Como curiosidade, quando vim embora para Portugal no ano de 1958, os alunos da 4ª classe tinham começado a ter aulas de violino. 
Curiosidades (que julgo o Reinaldo irá gostar de saber bem como os leitores do blogue):
- A escola foi inaugurada a 5 de Outubro de 1939;
- O edifício da EPO foi construído pelo Leal Senado no então prolongamento norte da Avenida “Vasco da Gama” (actual Sidónio Pais) e tem a sua fachada principal voltada para o lado oeste, sendo composto por duas alas, a do Sexo Masculino (do lado esquerdo) e a do Sexo Feminino (do lado  direito de edifício), separadas por um corpo central, comum às duas escolas.

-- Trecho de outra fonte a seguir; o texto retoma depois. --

PR #17239, opened 2021-11-30
[RFC] mwan3: convert src_ip and dest_ip hanling to uci list

feckert:
Maintainer: me / @aaronjg 
Compile tested: not needed script changes
Run tested: x86_64, APU3, OpenWrt latest master

Description:
The 'src_ip' and 'dest_ip' option on a rule cannot take only one value.
Until now it was possible to add several with comma separation. This
option is now converted into a list so that no extra handling has to be
applied during validation in the LuCI.

The following issue took me to turn into a list
https://github.com/openwrt/luci/issues/5333

Could you validate this in your setup?
@jamesmacwhite @ptpt52 

The LuCI change and an upgrade script must still be created TODO

### DIFF
--- a/net/mwan3/files/lib/mwan3/mwan3.sh
+++ b/net/mwan3/files/lib/mwan3/mwan3.sh
@@ -727,10 +727,8 @@ mwan3_set_user_iptables_rule()
 	config_get timeout "$1" timeout 600
 	config_get ipset "$1" ipset
 	config_get proto "$1" proto all
-	config_get src_ip "$1" src_ip
 	config_get src_iface "$1" src_iface
 	config_get src_port "$1" src_port
-	config_get dest_ip "$1" dest_ip
 	config_get dest_port "$1" dest_port
 	config_get use_policy "$1" use_policy
 	config_get family "$1" family any
@@ -742,13 +740,51 @@ mwan3_set_user_iptables_rule()
 	[ "$family" = "ipv4" ] && [ "$ipv" = "ipv6" ] && return
 	[ "$family" = "ipv6" ] && [ "$ipv" = "ipv4" ] && return
 
-	for ipaddr in "$src_ip" "$dest_ip"; do
-		if [ -n "$ipaddr" ] && { { [ "$ipv" = "ipv4" ] && echo "$ipaddr" | grep -qE "$IPv6_REGEX"; } ||
-						 { [ "$ipv" = "ipv6" ] && echo "$ipaddr" | grep -qE $IPv4_REGEX; } }; then
-			LOG warn "invalid $ipv address $ipaddr specified for rule $rule"
-			return
+	local ip_valid=1
+	mwan3_valid_rule_ip() {
+		local ipaddr="$1"
+		local ipv="$2"
+		local rule="$3"
+		local direction="$4"
+
+		local result=0
+
+		case "$ipv" in
+			"ipv6")
+				echo "$ipaddr" | grep -Eq "$IPv6_REGEX"
+				result="$?"
+				if [ "$result" = "1" ]; then
+					LOG warn "Invalid '$ipv' address '$ipaddr' specified for rule '$rule'"
+					export ip_valid=0
+				fi
+				;;
+			"ipv4")
+				echo "$ipaddr" | grep -Eq "$IPv4_REGEX"
+				result="$?"
+				if [ "$result" = "1" ]; then
+					LOG warn "Invalid '$ipv' address '$ipaddr' specified for rule '$rule'"
+					export ip_valid=0
+				fi
+				;;
+		esac
+
+		if [ "${direction}" = "scp_ip" ]; then
+			export scp_ip="${src_ip}${ipaddr},"
+		else
+			export dest_ip="${dest_ip}${ipaddr},"
 		fi
-	done
+	}
+
+	config_list_foreach "$1" src_ip mwan3_valid_rule_ip "$ipv" "$rule" "src_ip"
+	config_list_foreach "$1" dest_ip mwan3_valid_rule_ip "$ipv" "$rule" "dest_ip"
+
+	if [ "$ip_valid" -eq 0 ]; then
+		return
+	fi
+
+	# Strip last comma from string
+	dest_ip="${dest_ip%,}"
+	src_ip="${src_ip%,}"
 
 	if [ -n "$src_iface" ]; then
 		network_get_device src_dev "$src_iface"
--- a/net/mwan3/Makefile
+++ b/net/mwan3/Makefile
@@ -8,7 +8,7 @@
 include $(TOPDIR)/rules.mk
 
 PKG_NAME:=mwan3
-PKG_VERSION:=2.10.12
+PKG_VERSION:=2.11.0
 PKG_RELEASE:=1
 PKG_MAINTAINER:=Florian Eckert <fe@dev.tdt.de>, \
 		Aaron Goodman <aaronjg@alumni.stanford.edu>


ptpt52:
@feckert  Could we have the src_ip/dest_ip as a textfield
e.g.
```
option src_ip "192.168.15.0/24,172.16.1.100-172.16.1.200,1.2.3.4"
```
and in mwan3.sh this option would be translate to:
```
src_ip="1.2.3.4/32,172.16.1.100/30,172.16.1.104/29,172.16.1.112/28,172.16.1.128/26,172.16.1.192/29,172.16.1.200/32,192.168.15.0/24"
```
than apply to iptables

ptpt52:
for validation in javascript:
```
function nets_validate(nets)
{
        var re_ip = /^(25[0-5]|2[0-4][0-9]|[01]?[0-9][0-9]?)\.(25[0-5]|2[0-4][0-9]|[01]?[0-9][0-9]?)\.(25[0-5]|2[0-4][0-9]|[01]?[0-9][0-9]?)\.(25[0-5]|2[0-4][0-9]|[01]?[0-9][0-9]?)$/
        var re_ip_cidr = /^(25[0-5]|2[0-4][0-9]|[01]?[0-9][0-9]?)\.(25[0-5]|2[0-4][0-9]|[01]?[0-9][0-9]?)\.(25[0-5]|2[0-4][0-9]|[01]?[0-9][0-9]?)\.(25[0-5]|2[0-4][0-9]|[01]?[0-9][0-9]?)\/([0-9]|1[0-9]|2[0-9]|3[012])$/
        var re_ip_range = /^(25[0-5]|2[0-4][0-9]|[01]?[0-9][0-9]?)\.(25[0-5]|2[0-4][0-9]|[01]?[0-9][0-9]?)\.(25[0-5]|2[0-4][0-9]|[01]?[0-9][0-9]?)\.(25[0-5]|2[0-4][0-9]|[01]?[0-9][0-9]?)-(25[0-5]|2[0-4][0-9]|[01]?[0-9][0-9]?)\.(25[0-5]|2[0-4][0-9]|[01]?[0-9][0-9]?)\.(25[0-5]|2[0-4][0-9]|[01]?[0-9][0-9]?)\.(25[0-5]|2[0-4][0-9]|[01]?[0-9][0-9]?)$/
        var net = nets.split(',');
        for (i = 0; i < net.length; i++) {
                if (net[i].match(re_ip)) continue;
                if (net[i].match(re_ip_cidr)) continue;
                if (net[i].match(re_ip_range) && ip_range_validate(net[i])) continue;
                return false;
        }
        return true
}
```

ptpt52:
uci list and list of text input in web ui is not comfortable
I like the textfield and we could type a lot of `ip/ip cidr/ip range` in to it.

aaronjg:
Related to this, we should not be creating rules for iptables with multiple ips, since this creates a bunch of iptable rules.  I had a branch that creates an ipset when multiple IPs are present in source and destination.:

https://github.com/aaronjg/openwrt-packages/tree/mwan3-ipset

Could we make this change in parallel to the UCI change?

ptpt52:
great!
Using ipset is an option, or hidden inside mwan3.sh, it depends on the actual situation whether it uses ipset or not
For the UI input interface, the user only needs to enter an ip, some ip, some ip range, or any combination
For mwan3.sh, it chooses to use an iptables rule or a rule with ipset according to the situation

feckert:
@ptpt52 I understand what you mean, but I'm in the process of cleaning up the mwan3 and I didn't like the handling of src_ip/dest_ip. I just want to get rid of all the special treatments.
The fact that the comma works the way it does is only because there was no `list` on writing this software and the previous maintainer, did not do a well validation I think.

The suggestion with the ipset is great. @aaronjg  can you rebase your change and make a pullrequest?

@ptpt52 If this works with the ipsets, then you can fill the ipset as you wish and do not have to use the changed list options src_ip/dest_ip via luci-app-mwan3. I have had a [WIP pullrequest ](https://github.com/openwrt/luci/pull/4833) for ipset handling open in LuCI for a while. But I haven't worked on it any more due to lack of time.

If this works for you I can then change this option to list, because then I can better validate the whole thing in the LuCI.

openips:
fllow this

jamesmacwhite:
Hello, I've been summoned!

I'm not sure I'll be able to test this currently, I'm currently remaining on 19.07 and the 2.8 mwan3 versions because of the wireless performance issues with mwlwifi (WRT3200ACM) on 21.02, although hopefully 21.02.2 might look promising to maybe take the jump with the regression hopefully fixed, but there is a fair bit of work with the DSA change too. I also can't run 2.10.x on 19.07 because of issues with the kernel and L2TP.

However, I think converting the comma syntax to uci list is the right move, I guess my only question, if we convert the sort of half unknown comma syntax to uci list, does this means these rules become ipset rules? Say if you have a just a few IPs with comma separated, as iptables rules now, does having an ipset created for a couple of IPs negate any performance or use more memory than the iptables example?

aaronjg:
I rebased my ipset change and pushed, though it still needs more testing.

sjtuross:
Hello, just my two cents. I think mwan3 should leverage firewall to create and manage ipset as documented here https://openwrt.org/docs/guide-user/firewall/fw3_configurations/fw3_config_ipset and simply support source ipset. On luci part, expose src ipset and dst ipset as columns in the rules tab. Keep src_ip and dest_ip as is just for simple scenarios.

GeorgeSapkin:
@aaronjg @feckert still relevant? If so it has merge conflicts.

feckert:
I have that on my patch set. I will update it when I get the chance.

BKPepe:
Kind reminder :)

net/mwan3/files/lib/mwan3/mwan3.sh
```diff
@@ -742,13 +740,51 @@ mwan3_set_user_iptables_rule()
...
+					export ip_valid=0
+				fi
+				;;
+		esac
+
+		if [ "${direction}" = "scp_ip" ]; then
+			export scp_ip="${src_ip}${ipaddr},"
+		else
+			export dest_ip="${dest_ip}${ipaddr},"
 		fi
```
openwrt-ai, line 775: Source addresses are stored in the wrong variable, so `src_ip` matching is silently dropped and the source list is merged into `dest_ip`.

`config_list_foreach` (line 778) passes `"src_ip"` as `direction`, but this branch tests for `"scp_ip"`, so it is never taken — every entry from *both* lists falls through to the `else` and is appended to `dest_ip`. Even if the test matched, the branch assigns to a stray `scp_ip` rather than `src_ip`. Downstream the rule is built with `${src_ip:+-s} $src_ip` / `${dest_ip:+-d} $dest_ip`, so `-s` is never emitted and `dest_ip` ends up containing the source addresses. Both the sentinel string and the target variable need to be `src_ip`:

```suggestion
		if [ "${direction}" = "src_ip" ]; then
			export src_ip="${src_ip}${ipaddr},"
		else
			export dest_ip="${dest_ip}${ipaddr},"
		fi
```

---

openwrt-ai (commented):
Reviewed 1 new commit.

## Commit checks
- Commit subject has a typo: "hanling" -> "handling". Otherwise the message accurately describes the diff (converting `src_ip`/`dest_ip` to UCI lists). Note this is marked `[RFC]` and the body lists the LuCI change and an upgrade/migration script as still-TODO, so the conversion is not yet complete on its own.

One inline issue flagged: the `direction`/`scp_ip` typos cause `src_ip` matching to be dropped and source addresses to be merged into `dest_ip`.

No CI checks are configured for this PR's head commit, so nothing to ground against there.

---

- No ano lectivo 1958-59 frequentavam a escola 483 estudantes (263 raparigas e 220 rapazes).
- A Escola Primária Oficial Pedro Nolasco da Silva foi extinta em 1997 (Decreto-lei n,º 24/97/M de 16 de Junho), tendo no mesmo edifício surgido a Escola Secundária Luso-Chinesa de Luís Gonzaga Gomes que ainda hoje ali funciona.
- Pedro Nolasco da Silva (1842-1912), nascido em Macau, foi intérprete-tradutor, professor, funcionário público, escritor, jornalista e dirigente associativo. Entre os vários cargos que ocupou, foi presidente do Leal Senado, sócio-fundador e presidente da Associação Promotora da Instrução dos Macaenses, fundador e director da Escola Comercial Pedro Nolasco, chefe da Repartição Técnica do Expediente Sínico (1885-1892) e provedor da Santa Casa da Misericórdia
O logotipo
Nota: Em cima a capa do Caderno Escolar da EPO com uma figura do herói macaense Nicolau de Mesquita; na contra-capa, este caderno impresso na Livraria tai Seng tinha escrito: 
Como nos devemos portar na escola
Sabeis, meus meninos, como podeis agradar ao vosso professor?
Não façais barulho na aula.
Não deiteis papéis para o chão
Não risqueis as carteiras, nem sujeis as paredes.
Tende os livros e cadernos sempre limpos e em ordem.
Estai com atenção.
Sede amigos um dos outros. Os alunos de uma escola devem ser como irmãos.